**** MATERIAL SHOWN ****
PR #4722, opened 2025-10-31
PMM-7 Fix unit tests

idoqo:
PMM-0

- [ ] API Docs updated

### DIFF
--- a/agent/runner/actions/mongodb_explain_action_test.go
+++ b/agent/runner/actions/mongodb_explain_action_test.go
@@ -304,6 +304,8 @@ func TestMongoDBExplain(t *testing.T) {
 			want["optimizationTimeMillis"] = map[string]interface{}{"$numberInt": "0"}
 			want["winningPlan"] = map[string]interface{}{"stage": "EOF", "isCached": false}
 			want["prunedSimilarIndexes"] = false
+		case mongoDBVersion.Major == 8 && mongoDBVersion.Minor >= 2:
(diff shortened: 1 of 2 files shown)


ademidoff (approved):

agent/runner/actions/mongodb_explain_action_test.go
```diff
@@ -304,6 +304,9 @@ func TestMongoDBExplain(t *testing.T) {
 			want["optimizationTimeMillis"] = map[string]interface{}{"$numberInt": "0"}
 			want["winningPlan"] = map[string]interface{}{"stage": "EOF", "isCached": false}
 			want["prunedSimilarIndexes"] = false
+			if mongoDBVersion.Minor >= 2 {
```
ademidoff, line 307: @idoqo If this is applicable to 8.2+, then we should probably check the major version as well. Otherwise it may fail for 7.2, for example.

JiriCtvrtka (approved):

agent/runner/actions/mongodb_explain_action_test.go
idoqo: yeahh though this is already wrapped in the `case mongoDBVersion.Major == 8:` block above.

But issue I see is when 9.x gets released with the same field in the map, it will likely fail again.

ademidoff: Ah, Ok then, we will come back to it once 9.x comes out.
****
**** MATERIAL SHOWN ****
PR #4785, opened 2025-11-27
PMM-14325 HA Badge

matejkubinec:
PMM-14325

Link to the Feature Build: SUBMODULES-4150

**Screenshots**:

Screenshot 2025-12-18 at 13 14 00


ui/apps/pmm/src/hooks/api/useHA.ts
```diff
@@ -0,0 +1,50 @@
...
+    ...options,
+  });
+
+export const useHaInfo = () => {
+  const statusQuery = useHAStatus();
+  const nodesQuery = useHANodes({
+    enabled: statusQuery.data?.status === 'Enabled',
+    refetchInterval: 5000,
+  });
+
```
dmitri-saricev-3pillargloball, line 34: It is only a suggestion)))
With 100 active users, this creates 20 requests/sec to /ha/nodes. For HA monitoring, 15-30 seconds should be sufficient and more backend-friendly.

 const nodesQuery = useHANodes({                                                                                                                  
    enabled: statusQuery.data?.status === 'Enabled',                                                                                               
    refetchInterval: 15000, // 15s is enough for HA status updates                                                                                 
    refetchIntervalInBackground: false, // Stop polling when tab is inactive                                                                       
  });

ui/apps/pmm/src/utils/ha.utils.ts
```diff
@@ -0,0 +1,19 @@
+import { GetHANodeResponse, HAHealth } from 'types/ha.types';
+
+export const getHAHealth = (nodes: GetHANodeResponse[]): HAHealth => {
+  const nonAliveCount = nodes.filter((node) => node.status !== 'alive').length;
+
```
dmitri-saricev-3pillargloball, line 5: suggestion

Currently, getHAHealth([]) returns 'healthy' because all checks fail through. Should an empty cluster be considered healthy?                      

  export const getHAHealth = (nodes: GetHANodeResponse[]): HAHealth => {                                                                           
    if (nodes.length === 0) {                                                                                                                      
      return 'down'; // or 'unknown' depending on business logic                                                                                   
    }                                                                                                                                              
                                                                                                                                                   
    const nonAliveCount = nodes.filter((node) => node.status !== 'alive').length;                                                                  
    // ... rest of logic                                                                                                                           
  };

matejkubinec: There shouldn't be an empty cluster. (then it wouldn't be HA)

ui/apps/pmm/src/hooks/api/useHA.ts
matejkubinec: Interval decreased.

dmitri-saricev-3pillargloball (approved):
****
**WHAT YOU ARE ASKED TO DO**.
The lines to copy are those above that contain the string "dmitri".

**RESULT OF THIS TASK**.
dmitri-saricev-3pillargloball, line 34: It is only a suggestion)))
dmitri-saricev-3pillargloball, line 5: suggestion
dmitri-saricev-3pillargloball (approved):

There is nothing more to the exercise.